■ **TASK TO COMPLETE**
Scan the records below. List lines holding "tooltip".

■ **DATA FOR THIS TASK**
···
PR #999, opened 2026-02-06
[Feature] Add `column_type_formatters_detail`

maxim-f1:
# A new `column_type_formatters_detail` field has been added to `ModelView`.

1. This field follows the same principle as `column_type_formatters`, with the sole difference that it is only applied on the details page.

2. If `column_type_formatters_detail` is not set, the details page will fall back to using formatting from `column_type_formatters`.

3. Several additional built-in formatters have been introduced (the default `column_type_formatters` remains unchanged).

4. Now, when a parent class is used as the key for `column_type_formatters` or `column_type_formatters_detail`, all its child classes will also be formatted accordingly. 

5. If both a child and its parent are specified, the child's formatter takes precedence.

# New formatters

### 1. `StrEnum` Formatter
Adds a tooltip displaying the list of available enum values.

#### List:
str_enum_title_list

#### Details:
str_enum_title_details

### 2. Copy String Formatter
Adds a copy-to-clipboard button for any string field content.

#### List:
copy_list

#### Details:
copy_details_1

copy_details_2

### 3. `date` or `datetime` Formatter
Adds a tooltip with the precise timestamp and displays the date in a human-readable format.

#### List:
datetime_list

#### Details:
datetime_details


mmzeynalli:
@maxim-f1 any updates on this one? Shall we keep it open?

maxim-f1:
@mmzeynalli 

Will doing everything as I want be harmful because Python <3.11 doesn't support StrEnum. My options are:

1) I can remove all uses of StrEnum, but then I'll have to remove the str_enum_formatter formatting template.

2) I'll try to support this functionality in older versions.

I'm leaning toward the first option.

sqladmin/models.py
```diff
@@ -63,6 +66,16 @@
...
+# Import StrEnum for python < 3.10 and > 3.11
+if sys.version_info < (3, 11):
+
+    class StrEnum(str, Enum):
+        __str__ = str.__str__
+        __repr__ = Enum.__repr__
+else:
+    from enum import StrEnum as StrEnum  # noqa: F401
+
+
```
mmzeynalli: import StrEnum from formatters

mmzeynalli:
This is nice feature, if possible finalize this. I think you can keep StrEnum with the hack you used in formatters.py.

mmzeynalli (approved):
···
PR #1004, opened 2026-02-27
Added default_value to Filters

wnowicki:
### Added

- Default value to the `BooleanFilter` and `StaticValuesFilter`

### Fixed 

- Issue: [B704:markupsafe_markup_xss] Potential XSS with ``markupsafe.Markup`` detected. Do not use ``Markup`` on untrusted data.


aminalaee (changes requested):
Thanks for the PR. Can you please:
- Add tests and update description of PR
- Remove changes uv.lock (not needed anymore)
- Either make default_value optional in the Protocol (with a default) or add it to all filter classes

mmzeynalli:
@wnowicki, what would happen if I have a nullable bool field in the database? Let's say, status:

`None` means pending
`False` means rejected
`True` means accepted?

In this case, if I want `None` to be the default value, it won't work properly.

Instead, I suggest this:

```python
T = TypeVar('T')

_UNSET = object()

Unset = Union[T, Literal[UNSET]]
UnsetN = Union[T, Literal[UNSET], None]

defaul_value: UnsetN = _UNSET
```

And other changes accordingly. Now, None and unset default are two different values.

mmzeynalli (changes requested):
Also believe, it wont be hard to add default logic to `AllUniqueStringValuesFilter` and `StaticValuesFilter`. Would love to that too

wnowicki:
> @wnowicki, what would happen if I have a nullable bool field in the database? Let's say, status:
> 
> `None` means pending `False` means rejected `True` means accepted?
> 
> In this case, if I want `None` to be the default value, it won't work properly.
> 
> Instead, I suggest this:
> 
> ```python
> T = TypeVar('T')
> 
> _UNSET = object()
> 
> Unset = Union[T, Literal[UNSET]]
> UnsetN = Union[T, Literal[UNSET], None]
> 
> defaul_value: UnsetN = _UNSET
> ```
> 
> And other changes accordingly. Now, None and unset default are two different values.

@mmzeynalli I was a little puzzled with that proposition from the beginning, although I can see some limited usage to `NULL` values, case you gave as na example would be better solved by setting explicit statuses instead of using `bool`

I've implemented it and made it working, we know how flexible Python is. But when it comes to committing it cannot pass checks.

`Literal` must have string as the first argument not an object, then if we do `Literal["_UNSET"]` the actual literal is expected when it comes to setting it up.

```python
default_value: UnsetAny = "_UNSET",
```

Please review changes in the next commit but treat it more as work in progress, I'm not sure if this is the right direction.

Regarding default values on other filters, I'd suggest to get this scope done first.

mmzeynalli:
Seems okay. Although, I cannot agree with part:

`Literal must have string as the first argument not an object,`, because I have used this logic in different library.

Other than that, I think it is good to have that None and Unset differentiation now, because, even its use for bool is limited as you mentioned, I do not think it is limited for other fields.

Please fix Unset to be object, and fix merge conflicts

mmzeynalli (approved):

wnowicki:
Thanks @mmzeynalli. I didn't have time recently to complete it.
···
■ **SOLUTION FOR THIS EXERCISE**
Adds a tooltip displaying the list of available enum values.
Adds a tooltip with the precise timestamp and displays the date in a human-readable format.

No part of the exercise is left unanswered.